Excerpted data »
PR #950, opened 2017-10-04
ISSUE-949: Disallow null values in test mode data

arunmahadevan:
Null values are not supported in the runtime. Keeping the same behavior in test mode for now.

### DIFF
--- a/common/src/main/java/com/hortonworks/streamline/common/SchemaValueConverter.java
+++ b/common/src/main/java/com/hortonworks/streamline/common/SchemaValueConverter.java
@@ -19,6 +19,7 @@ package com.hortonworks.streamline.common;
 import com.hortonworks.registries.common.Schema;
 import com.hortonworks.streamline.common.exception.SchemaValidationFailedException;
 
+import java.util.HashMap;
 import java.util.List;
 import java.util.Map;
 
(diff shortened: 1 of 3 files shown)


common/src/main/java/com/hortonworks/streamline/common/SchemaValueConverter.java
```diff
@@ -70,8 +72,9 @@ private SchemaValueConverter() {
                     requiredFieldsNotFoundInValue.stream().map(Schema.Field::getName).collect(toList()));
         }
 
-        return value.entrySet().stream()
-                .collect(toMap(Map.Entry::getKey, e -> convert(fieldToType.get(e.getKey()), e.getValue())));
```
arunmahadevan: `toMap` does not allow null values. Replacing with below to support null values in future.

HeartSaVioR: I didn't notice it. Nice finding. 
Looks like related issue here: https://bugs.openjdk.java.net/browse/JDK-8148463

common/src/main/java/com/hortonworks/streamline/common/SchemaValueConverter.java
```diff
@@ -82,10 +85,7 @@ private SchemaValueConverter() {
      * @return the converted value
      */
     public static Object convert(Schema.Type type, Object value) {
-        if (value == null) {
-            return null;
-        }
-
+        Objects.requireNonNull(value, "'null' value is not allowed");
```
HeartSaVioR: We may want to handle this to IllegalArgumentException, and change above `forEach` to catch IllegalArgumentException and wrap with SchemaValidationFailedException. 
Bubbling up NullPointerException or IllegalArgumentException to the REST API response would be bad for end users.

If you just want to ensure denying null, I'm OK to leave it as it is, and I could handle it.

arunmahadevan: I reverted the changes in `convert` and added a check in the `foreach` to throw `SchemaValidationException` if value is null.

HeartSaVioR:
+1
---
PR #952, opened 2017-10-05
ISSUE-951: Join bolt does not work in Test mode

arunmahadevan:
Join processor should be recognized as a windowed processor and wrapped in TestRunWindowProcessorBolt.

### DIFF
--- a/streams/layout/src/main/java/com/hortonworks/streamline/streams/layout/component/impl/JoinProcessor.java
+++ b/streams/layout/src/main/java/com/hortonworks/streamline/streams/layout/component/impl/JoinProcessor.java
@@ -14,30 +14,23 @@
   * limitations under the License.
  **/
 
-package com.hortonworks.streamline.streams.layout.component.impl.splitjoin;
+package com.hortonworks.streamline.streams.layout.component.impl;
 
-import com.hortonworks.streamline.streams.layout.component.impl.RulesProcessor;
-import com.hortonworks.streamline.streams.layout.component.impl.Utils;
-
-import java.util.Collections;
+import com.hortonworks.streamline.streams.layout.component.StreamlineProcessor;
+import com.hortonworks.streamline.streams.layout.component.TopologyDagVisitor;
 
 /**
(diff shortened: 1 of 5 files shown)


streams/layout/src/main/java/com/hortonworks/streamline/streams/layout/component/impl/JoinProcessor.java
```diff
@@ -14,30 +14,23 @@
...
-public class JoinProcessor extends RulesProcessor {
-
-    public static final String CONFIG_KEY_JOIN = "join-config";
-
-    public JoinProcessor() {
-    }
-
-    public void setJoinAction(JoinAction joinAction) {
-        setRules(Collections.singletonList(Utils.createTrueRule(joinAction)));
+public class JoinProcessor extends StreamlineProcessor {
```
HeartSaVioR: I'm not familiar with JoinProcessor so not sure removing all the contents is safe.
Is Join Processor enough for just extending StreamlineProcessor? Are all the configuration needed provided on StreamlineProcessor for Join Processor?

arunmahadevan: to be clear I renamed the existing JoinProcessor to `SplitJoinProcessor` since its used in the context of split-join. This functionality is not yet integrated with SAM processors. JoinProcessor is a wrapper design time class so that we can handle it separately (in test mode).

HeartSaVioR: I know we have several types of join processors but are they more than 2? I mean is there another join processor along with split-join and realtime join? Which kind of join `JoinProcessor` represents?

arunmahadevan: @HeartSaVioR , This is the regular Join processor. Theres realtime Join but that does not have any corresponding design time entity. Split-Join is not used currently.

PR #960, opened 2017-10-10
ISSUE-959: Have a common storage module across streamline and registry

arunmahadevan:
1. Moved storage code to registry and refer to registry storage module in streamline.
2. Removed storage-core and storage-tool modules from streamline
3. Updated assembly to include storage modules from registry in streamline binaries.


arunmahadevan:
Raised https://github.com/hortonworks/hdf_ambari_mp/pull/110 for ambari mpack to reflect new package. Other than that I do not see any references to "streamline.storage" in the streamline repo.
* * *
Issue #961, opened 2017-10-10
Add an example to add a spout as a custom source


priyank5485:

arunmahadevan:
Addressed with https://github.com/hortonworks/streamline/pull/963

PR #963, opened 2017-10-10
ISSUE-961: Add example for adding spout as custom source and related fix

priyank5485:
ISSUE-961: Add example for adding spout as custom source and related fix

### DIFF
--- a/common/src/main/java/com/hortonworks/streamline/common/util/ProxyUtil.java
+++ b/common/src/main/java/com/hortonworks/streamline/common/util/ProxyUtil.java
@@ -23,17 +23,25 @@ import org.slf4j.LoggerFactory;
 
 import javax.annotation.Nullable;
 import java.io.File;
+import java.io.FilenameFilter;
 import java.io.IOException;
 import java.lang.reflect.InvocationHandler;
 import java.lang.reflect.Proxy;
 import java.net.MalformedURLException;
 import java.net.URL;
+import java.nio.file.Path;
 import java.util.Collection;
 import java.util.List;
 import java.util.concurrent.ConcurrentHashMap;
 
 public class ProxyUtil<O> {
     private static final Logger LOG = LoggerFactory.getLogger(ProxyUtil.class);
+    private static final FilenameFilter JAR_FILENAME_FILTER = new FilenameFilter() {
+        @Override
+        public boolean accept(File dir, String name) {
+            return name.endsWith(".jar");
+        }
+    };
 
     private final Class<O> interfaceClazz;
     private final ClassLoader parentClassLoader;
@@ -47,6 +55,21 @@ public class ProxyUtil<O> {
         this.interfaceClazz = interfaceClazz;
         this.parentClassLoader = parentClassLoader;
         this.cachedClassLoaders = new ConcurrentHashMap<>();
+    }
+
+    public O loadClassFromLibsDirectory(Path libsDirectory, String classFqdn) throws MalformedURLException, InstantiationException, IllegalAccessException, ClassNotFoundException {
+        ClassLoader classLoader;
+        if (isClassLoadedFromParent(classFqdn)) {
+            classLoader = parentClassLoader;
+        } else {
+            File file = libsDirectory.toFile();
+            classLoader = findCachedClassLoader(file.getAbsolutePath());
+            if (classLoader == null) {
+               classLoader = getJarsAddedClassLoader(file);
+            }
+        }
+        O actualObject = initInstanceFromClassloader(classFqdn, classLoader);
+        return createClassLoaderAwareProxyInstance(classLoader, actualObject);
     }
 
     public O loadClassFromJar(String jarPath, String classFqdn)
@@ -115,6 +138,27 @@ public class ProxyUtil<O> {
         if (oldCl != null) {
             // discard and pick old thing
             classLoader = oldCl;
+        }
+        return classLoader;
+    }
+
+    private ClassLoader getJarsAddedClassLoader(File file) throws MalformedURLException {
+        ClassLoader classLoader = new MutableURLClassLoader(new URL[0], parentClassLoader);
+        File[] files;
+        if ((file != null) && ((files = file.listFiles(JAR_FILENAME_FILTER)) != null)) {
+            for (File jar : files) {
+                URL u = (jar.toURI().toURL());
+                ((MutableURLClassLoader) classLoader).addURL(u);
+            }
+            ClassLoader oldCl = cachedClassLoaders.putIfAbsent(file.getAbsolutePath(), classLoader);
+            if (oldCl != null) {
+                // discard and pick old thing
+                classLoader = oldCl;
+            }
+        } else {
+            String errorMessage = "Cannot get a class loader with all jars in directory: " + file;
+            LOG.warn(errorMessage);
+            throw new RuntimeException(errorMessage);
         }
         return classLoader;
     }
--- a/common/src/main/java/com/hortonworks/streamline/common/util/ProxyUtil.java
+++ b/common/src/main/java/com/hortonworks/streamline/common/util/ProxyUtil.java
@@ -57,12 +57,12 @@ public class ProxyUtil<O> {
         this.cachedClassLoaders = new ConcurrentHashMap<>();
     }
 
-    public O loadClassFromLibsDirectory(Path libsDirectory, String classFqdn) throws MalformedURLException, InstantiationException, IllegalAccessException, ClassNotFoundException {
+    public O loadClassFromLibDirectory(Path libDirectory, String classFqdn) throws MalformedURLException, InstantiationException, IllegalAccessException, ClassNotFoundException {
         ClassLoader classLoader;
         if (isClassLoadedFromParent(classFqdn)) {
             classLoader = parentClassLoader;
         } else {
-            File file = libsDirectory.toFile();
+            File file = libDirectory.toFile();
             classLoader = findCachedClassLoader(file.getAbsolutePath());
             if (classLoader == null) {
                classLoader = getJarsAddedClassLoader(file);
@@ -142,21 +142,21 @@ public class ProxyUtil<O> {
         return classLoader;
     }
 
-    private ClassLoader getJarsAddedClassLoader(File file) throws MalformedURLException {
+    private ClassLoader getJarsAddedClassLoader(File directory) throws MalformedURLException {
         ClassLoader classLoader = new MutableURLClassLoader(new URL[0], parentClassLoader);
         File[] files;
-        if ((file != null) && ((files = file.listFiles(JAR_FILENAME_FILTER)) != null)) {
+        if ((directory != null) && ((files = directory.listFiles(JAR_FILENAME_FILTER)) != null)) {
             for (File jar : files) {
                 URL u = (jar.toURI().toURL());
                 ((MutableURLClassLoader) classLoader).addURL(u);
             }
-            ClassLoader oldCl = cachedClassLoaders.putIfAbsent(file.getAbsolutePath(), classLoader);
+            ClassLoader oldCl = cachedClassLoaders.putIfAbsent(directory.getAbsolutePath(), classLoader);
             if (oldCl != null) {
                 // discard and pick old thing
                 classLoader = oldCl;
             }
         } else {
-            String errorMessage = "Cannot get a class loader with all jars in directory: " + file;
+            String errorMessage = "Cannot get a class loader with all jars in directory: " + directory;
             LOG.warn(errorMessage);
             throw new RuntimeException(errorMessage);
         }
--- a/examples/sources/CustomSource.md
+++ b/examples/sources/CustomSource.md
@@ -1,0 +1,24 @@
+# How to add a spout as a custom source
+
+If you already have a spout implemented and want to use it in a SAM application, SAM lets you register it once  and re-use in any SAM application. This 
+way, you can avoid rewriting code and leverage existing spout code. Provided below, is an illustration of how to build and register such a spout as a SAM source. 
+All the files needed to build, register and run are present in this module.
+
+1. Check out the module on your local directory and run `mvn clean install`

Assignment » An answer is complete only when it holds every line above containing the string "findCachedClassLoader".

Answer space »
+            classLoader = findCachedClassLoader(file.getAbsolutePath());
             classLoader = findCachedClassLoader(file.getAbsolutePath());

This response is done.